Checking what's changed

Now let's say you've committed your changes in, and now two weeks later you want to see which files changed. Easy. Just go to the root of your checked-out file tree, and see what the current version is:

$ svn status -u
Status against revision:   5

This tells us that the latest checked-in version number is 5 (and also that all files in the local tree are up-to-date). Now let's see a log for version number 5 (-v means verbose, and -r5 specifies release number 5):

$ svn log -v -r5

This lists all the files which changed as a result of version 5, and the comment with which these changes were committed. Obviously you can also see logs for any version number just by changing the parameter -r5.

Backups

There are two ways you might want to perform backups - firstly you may just want to save a copy of the latest version of everything, and secondly you may want to backup the whole repository so that all historical versions are faithfully preserved.
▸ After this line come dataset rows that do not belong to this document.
PR #638, opened 2019-01-29
Sliding mesh for incompressible flows + Cleaning of transfer routines

rsanfer:
## Proposed Changes
The current PR serves two purposes. First, it extends the sliding interface capabilities for multi-zone fluid-fluid interfaces to incompressible flows. Until now, these features were only available for compressible flows. For example, take the following case of a viscous flow enclosed by diathermal walls and discretized using two different zones with a permeable, non-matching interface:

testcase
discretization

With the current SU2 implementation, the solution diverges due to the lack of interface boundary conditions. After only 10 iterations, the contours of velocity are:

former

With this PR, the problem can be successfully solved with a multizone solution process. The contours of velocity and temperature are now:

velocity
temperature

and also for unsteady problems

unsteady

For the latter case I haven’t yet rotated the inner circle, because there are some missing features for dynamic meshes in the incompressible solver. The previous test case for steady-state flows has been added. One for unsteady flows will be enabled once the new output is in place, as the current output structure makes the regression scripts fail.

The previous, however, opened a can of worms, as there were some physics based calls in the parent transfer structure (e.g. `GetnSlidingStates()`, `SetSlidingState()` and  `SetnSlidingStates()`) that made the incompressible CHT cases run into problems. 

So I’ve also taken the chance to move some initialization and some calls to the specific physics-based transfer structures, making use of the polymorphism of the transfer code. This way the parent class remains opaque to the physics. At the same time, I cleaned up some long-time unused routines, made the Broadcast_Data the default for zone interfaces, and removed the MATCHING_MESH option as it is just a particular case of Nearest Neighbour.

## Related Work

- Complements the sliding interface feature by @LaSerpe in #389 by adding the corresponding functions to the incompressible flow solver.

- Removes MATCHING_MESH option as discussed with @pcarruscag in #597.

- Removes some compilation warnings due to unused variables.

## PR Checklist


LaSerpe:
Hi Ruben,
thanks for this contributions.
The implementation seems to be ok at first glance, and also the cleaning up is very nice.
It should pass without any problem, btw I'll have a more accurate look at it tomorrow!

cheers,
Giulio

SU2_CFD/src/driver_structure.cpp
```diff
@@ -7975,173 +7751,40 @@ void CMultiphysicsZonalDriver::DynamicMeshUpdate(unsigned long ExtIter) {
...
-      }
-      else if ((transfer_types[donorZone][targetZone] == NO_TRANSFER)
-               || (transfer_types[donorZone][targetZone] == ZONES_ARE_EQUAL)
-               || (transfer_types[donorZone][targetZone] == NO_COMMON_INTERFACE)) { }
-      else {
-        cout << "WARNING: One of the specified interface transfer routines is not known to the chosen driver and can't be executed." << endl;
-      }
-    }
-    break;
+  if (transfer_types[donorZone][targetZone] == SLIDING_INTERFACE) {
```
LaSerpe: perhaps we could put a switch statement in place of else ifs.

SU2_CFD/src/driver_structure.cpp
```diff
@@ -3413,31 +3413,23 @@ void CDriver::Interface_Preprocessing() {
         /*--- Match Zones ---*/
       if (rank == MASTER_NODE) cout << "Setting coupling ";
 
-        /*--- If the mesh is matching: match points ---*/
-      if ( config_container[donorZone]->GetMatchingMesh() ) {
-        if (rank == MASTER_NODE) 
-            cout << "between matching meshes. " << endl;
-        geometry_container[donorZone][INST_0][MESH_0]->MatchZone(config_container[donorZone], geometry_container[targetZone][INST_0][MESH_0], config_container[targetZone], donorZone, nZone);
```
pcarruscag: You can probably delete the MatchZone method?

SU2_CFD/src/driver_direct_multizone.cpp
```diff
@@ -638,44 +638,44 @@ bool CMultizoneDriver::Transfer_Data(unsigned short donorZone, unsigned short ta
   /*--- Select the transfer method according to the magnitudes being transferred ---*/
 
   if (transfer_types[donorZone][targetZone] == SLIDING_INTERFACE) {
-    transfer_container[donorZone][targetZone]->Broadcast_InterfaceData_Interpolate(solver_container[donorZone][INST_0][MESH_0][FLOW_SOL],solver_container[targetZone][INST_0][MESH_0][FLOW_SOL],
-                                                                                   geometry_container[donorZone][INST_0][MESH_0],geometry_container[targetZone][INST_0][MESH_0],
```
pcarruscag: In the interest of keeping the drivers independent of physics, would it make sense to make "transfer_types" a matrix of a little class (instead of enum) that stores also the donor/target solvers? You could then avoid all these if's.

SU2_CFD/src/driver_structure.cpp
rsanfer: Sure, I forgot to do so. I'll do it in a minute.

SU2_CFD/src/driver_direct_multizone.cpp
rsanfer: I agree this could be done better. I'll look into it soon and put a new PR request, probably with some other changes towards generalisation on the driver that are also needed.

SU2_CFD/src/driver_structure.cpp
rsanfer: As I mentioned below to @pcarruscag, I'll have a look into this and maybe create a small class for the transfer types to avoid so many switch/if statements. I aim to remove this from driver_structure and move it all to driver_direct_multizone.cpp soon, I'll try to include it there.

rsanfer:
Tests are passing, so if there are no further comments I'll merge this one in. I'll further tackle driver generalisation in PRs to come.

To just save the latest copy, the simplest thing to do is of course just to copy the working directory. But remember, in this working directory there are several, hidden, administrative files saved as well, so that subversion can keep track of the files. You certainly don't need to back those up as well. In this case it would be better to export a copy of the files to a separate directory, which will be uncontrolled by subversion. So don't edit them! To export the tree, create a directory in which to save everything, and from this directory do the export command:

$ svn export file:///path/to/repository .

This copies everything (but only those files under subversion control!) from the repository into the current directory (.).

In order to backup the whole repository, assuming you've got a local, file-based (FSFS) repository, just copy the directory tree.

Other clients

One big advantage of the open format and the server/client separation, is that you can use a variety of clients to access the database, not just the provided console interface. One very powerful alternative is to embed the controls directly into your IDE, for example using the Subclipse plugin for eclipse.

I came across some problems with this, as I tried to migrate to Subclipse for an already-existing database created from the command line. I'm not sure what its problems were, but eventually the whole database seized up and I had to start from scratch again. After creating the database from Subclipse, it seems happier. So far.

More info

The wikipedia has information on various Version control systems including Subversion. The official subversion home page is at subversion.tigris.org and the excellent documentation in various formats at svnbook.org.